**THE PROBLEM**
Pull out of the data below the stretch of lines bounded by the one containing "functions are executed" and the one containing "I've already learned", both bounds included, unchanged.

[Stored data]

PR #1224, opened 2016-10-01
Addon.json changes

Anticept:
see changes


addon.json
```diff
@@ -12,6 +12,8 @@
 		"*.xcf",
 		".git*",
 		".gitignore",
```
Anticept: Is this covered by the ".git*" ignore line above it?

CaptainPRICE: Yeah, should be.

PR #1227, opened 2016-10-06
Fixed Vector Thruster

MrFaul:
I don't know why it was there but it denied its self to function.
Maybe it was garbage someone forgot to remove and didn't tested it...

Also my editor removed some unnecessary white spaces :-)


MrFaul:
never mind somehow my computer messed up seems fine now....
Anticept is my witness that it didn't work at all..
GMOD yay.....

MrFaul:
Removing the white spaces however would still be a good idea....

...

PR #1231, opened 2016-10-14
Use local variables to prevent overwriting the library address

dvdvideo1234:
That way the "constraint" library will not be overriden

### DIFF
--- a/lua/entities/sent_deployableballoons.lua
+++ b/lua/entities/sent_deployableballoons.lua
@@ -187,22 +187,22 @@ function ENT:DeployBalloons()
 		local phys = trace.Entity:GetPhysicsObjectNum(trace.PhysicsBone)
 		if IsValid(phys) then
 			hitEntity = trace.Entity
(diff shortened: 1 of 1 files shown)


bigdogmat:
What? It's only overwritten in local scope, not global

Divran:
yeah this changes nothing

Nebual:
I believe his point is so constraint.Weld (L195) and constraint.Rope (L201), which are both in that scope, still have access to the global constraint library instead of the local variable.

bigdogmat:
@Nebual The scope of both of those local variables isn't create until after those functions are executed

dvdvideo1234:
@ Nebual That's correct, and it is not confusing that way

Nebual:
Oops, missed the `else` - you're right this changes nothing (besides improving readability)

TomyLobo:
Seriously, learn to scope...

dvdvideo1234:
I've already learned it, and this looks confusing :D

**EXERCISE ANSWER**
@Nebual The scope of both of those local variables isn't create until after those functions are executed

dvdvideo1234:
@ Nebual That's correct, and it is not confusing that way

Nebual:
Oops, missed the `else` - you're right this changes nothing (besides improving readability)

TomyLobo:
Seriously, learn to scope...

dvdvideo1234:
I've already learned it, and this looks confusing :D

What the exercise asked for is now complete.